TASK BRIEF: What lines of the material below hold the string "none"? Copy them out.

RECORDS SUPPLIED:

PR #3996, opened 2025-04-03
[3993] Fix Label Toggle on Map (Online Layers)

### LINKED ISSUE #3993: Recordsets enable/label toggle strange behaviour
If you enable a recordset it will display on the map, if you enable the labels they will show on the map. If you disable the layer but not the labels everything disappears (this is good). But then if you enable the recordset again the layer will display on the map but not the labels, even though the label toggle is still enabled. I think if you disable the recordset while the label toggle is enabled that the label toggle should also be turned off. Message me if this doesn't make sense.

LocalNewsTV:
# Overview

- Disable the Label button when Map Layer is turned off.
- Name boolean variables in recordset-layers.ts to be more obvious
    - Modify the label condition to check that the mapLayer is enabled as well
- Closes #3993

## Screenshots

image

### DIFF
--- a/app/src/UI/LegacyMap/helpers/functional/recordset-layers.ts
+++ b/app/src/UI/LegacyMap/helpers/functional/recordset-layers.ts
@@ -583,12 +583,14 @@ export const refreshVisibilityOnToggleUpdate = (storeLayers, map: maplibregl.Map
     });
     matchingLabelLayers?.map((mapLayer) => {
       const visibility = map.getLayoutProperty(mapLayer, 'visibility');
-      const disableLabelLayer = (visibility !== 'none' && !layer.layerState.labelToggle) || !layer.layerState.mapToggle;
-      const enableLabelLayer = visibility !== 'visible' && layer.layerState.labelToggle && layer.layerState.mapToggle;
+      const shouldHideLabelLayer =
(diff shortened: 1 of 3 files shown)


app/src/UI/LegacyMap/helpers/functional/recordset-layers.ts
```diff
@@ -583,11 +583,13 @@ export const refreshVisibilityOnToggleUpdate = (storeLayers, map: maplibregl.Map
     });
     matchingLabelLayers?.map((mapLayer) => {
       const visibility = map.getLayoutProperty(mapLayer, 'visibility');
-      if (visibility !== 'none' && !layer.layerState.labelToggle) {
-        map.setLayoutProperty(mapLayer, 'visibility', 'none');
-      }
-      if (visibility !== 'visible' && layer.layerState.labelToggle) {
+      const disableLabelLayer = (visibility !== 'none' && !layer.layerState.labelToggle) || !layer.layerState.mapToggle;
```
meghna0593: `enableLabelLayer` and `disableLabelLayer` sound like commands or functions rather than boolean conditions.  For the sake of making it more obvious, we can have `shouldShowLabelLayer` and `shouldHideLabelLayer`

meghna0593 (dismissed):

TASK OUTPUT:
-      const disableLabelLayer = (visibility !== 'none' && !layer.layerState.labelToggle) || !layer.layerState.mapToggle;
-      if (visibility !== 'none' && !layer.layerState.labelToggle) {
-        map.setLayoutProperty(mapLayer, 'visibility', 'none');
+      const disableLabelLayer = (visibility !== 'none' && !layer.layerState.labelToggle) || !layer.layerState.mapToggle;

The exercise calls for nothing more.